Monday June 17, 2024


By Diana Simmonds
November 1 2017

THE KITCHEN SINK, Ensemble Theatre, 24 October-26 November 2017. Photography by Prudence Upton - above: Hannah Waterman, Contessa Treffone, Ben Hall and Huw Higginson; below - Hannah Waterman, Ben Hall and Duncan Ragg

Playwright Tom Wells is 31-year-old gay Yorkshireman who has been beaten up on the streets of London by teenage tossers whose motive could have been his accent just as much as his sexual preference. The experience caused him to write angrily political plays that he concedes were more boring than dramatic, and then he wrote The Kitchen Sink and became the next big thing.

The award-winning bitter-sweet comedy of family bad manners is intensely of its place – a working class semi in Withernsea, a small town in East Yorkshire – and is therefore also universal. Billy (Ben Hall) is dreaming of art school in London and preparing his portfolio which includes a large portrait of his lifelong love, Dolly Parton

Billy’s mum Kath (Hannah Waterman) is long past dreaming after a couple of decades working as the local school dinner lady, frying chips while wondering what to make for her family’s “tea”. She too is a Dolly fan and mother and son love nothing more than karaoke-ing into wooden spoon mics as they dance around the kitchen.

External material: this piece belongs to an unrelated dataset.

PR #3032, opened 2020-09-22
remove default master branch in cloner

### LINKED ISSUE #2614: Git cloner assumes that "master" is the default branch
It's a convention that might be changing, and it's only a convention anyway. It would be safer to use "HEAD" as a default in [cloner.go](https://github.com/kubernetes-sigs/kustomize/blob/8576acf1aa9438dc5527900650bbd975391aab9e/api/internal/git/cloner.go#L31) - that already works so it's a simple change that would have no impact on most users (only people who have a "master" branch that isn't the default "HEAD" will be affected, and they probably don't realize it's even broken).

She needs cheering up because hubby Martin (Huw Higginson) is a milkman with a shrinking customer base and a decrepit milk float. He’s a dinosaur on the eve of extinction and hasn’t a clue what to do about it, so he’s stuck his head in the sand. And then there’s their daughter Sophie (Contessa Treffone), whose visibly smouldering inner rage has been diverted into becoming a jiu jitsu expert. She’s about to earn her black belt and realise a dream of teaching women and girls self defence. 

Peripheral yet integral to the family unit is aspiring plumber Pete (Duncan Ragg) who lives nearby with his slowly-dying gran who’s well into medicinal joints. He’s a dab hand with a monkey wrench but not so handy when it comes to wooing Sophie who bosses him about without mercy or respite.

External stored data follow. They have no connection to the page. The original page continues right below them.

PR #3034, opened 2020-09-23
add Kustomization to cfg tree

### LINKED ISSUE #2977: kustomize cfg tree does not recognize "Kustomization" files
```console
$ kustomize version
{Version:3.8.1 GitCommit:6a50372dd5686df22750b0c729adaf369fbf193c BuildDate:1970-01-01T00:00:00Z GoOs:linux GoArch:amd64}
```

`kustomize cfg tree` seems not to recognize `Kustomization` files, while it does recognize `kustomization.yaml` &mdash; not tested with `kustomization.yml`.

`Kustomization`-style files are valuable to hide them from plain `kubectl` command (which would otherwise fail) making a flat content folder _double use_ without introducing any braking changes.

Shell32-Natsu:
fix #2977

### DIFF
--- a/cmd/config/internal/commands/tree.go
+++ b/cmd/config/internal/commands/tree.go
@@ -74,13 +74,17 @@ type TreeRunner struct {
 	structure       string
 }
 
+func (r *TreeRunner) getMatchFilesGlob() []string {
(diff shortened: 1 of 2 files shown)


monopole (approved):
/lgtm

thanks for the regression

The small dramas of The Kitchen Sink are everyday and include Kath’s frustration with the faulty taps of the title, Sophie breaking her examiner’s nose for repeatedly calling her “feisty" (she doesn’t get her black belt) and a final vital bit irreparably falling off Martin’s milk float. Meanwhile, Billy makes it into art school and leaves for London and Pete buys a secondhand van for his plumbing venture.

Played out in Kath’s cluttered and homely eat-in kitchen (beautifully observed and detailed set design by Charles Davis, with lighting by Alex Berlage), the characters are fully realised and credible human beings. Director Shane Bosher orchestrates a very fine cast, with new-Oz Higginson and Waterman leading a seamlessly excellent ensemble of the younger (Aussie-born) actors. And for all, their impeccable grasp of Yorkshire is aided by dialect coach Amy Hume

Mid-last century British theatre was the birthplace of “kitchen sink drama” and the title is a somewhat tongue-in-cheek nod to the genre. Nevertheless, unlike the grim environs of such classics as Room At the Top or A Taste of Honey (to be seen at Belvoir in 2018) The Kitchen Sink is leavened with gentle humour and genuinely poignant moments. 

It’s an absorbing 100 minutes in the company of the kind of slightly cracked yet plausible people to be found on any street whose time never quite came and has now pretty much gone. The Kitchen Sink is a collection of stand-out performances, including the recalcitrant tap and Hannah Waterman’s perfect dope smoke rings, and you should be prepared to chortle a lot as well as leave with a lump in your throat. Word has got around: get your tickets before it’s too late. Thoroughly recommended.